ACTIVITY: To complete the exercise, repeat every record exactly as it stands.

Data excerpts:

++++

PR #4009, opened 2017-09-21
bug 1390530 - Add https scheme to crash-stats CSP srcs

g-k:
fixes: https://bugzilla.mozilla.org/show_bug.cgi?id=1390530

As April pointed out these domains the HSTS preloaded, so this will only help people with older browsers that don't support HSTS.

This also makes things consistent with the img-src.

r? @peterbe or @willkg

### DIFF
--- a/webapp-django/crashstats/settings/base.py
+++ b/webapp-django/crashstats/settings/base.py
@@ -731,8 +731,8 @@ CSP_OBJECT_SRC = (
 )
 CSP_SCRIPT_SRC = (
     "'self'",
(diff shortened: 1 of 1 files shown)


willkg:
The changes look fine to me. I verified that this doesn't break the local development environment. It probably would if protocols were relative, but it looks like they're not.

This won't raise any issues with the tests, so the next place we can verify goodness is after it's deployed to -stage.

I'll make sure to check it there later today.

willkg:
Thank you!

PR #4010, opened 2017-09-21
Rename signature/signature_utilities.py to rules.py

willkg:
I pulled this out of #4003. Figured I'd land this separately.


willkg:
This switches two file names. It's the kind of change where if it was bad, Travis and Circle would be racing to tell us. They didn't.

willkg:
This switches two file names. It's the kind of change where if it was bad, Travis and Circle would be racing to tell us. They didn't.

PR #4011, opened 2017-09-22
fixes bug 1402190 - add --different-only flag to signature generation cli

willkg:
This adds a --different-only flag to the signature generation cli that restricts
output to just signatures that changed.

This also removes caching of the "normalized" form of stack frames because that
prevents them from getting normalized which is annoying when you're changing how
normalization works.


willkg:
This only affects the signature generator cli and it's pretty minimal change, so it's low risk.

PR #4014, opened 2017-09-22
Update signature generation documentation

willkg:
We had a wiki page that sort of walked through the process for requesting
signature generation changes. We changed that wiki page to point to these docs,
but didn't have a process in these docs. This adds that.

This also cleans up the process for reviewing changes to signature generation.


willkg:
These are just docs changes. self-r+.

++++

ANSWER BOX:
PR #4009, opened 2017-09-21
bug 1390530 - Add https scheme to crash-stats CSP srcs

g-k:
fixes: https://bugzilla.mozilla.org/show_bug.cgi?id=1390530

As April pointed out these domains the HSTS preloaded, so this will only help people with older browsers that don't support HSTS.

This also makes things consistent with the img-src.

r? @peterbe or @willkg

### DIFF
--- a/webapp-django/crashstats/settings/base.py
+++ b/webapp-django/crashstats/settings/base.py
@@ -731,8 +731,8 @@ CSP_OBJECT_SRC = (
 )
 CSP_SCRIPT_SRC = (
     "'self'",
(diff shortened: 1 of 1 files shown)


willkg:
The changes look fine to me. I verified that this doesn't break the local development environment. It probably would if protocols were relative, but it looks like they're not.

This won't raise any issues with the tests, so the next place we can verify goodness is after it's deployed to -stage.

I'll make sure to check it there later today.

willkg:
Thank you!

PR #4010, opened 2017-09-21
Rename signature/signature_utilities.py to rules.py

willkg:
I pulled this out of #4003. Figured I'd land this separately.


willkg:
This switches two file names. It's the kind of change where if it was bad, Travis and Circle would be racing to tell us. They didn't.

willkg:
This switches two file names. It's the kind of change where if it was bad, Travis and Circle would be racing to tell us. They didn't.

PR #4011, opened 2017-09-22
fixes bug 1402190 - add --different-only flag to signature generation cli

willkg:
This adds a --different-only flag to the signature generation cli that restricts
output to just signatures that changed.

This also removes caching of the "normalized" form of stack frames because that
prevents them from getting normalized which is annoying when you're changing how
normalization works.


willkg:
This only affects the signature generator cli and it's pretty minimal change, so it's low risk.

PR #4014, opened 2017-09-22
Update signature generation documentation

willkg:
We had a wiki page that sort of walked through the process for requesting
signature generation changes. We changed that wiki page to point to these docs,
but didn't have a process in these docs. This adds that.

This also cleans up the process for reviewing changes to signature generation.


willkg:
These are just docs changes. self-r+.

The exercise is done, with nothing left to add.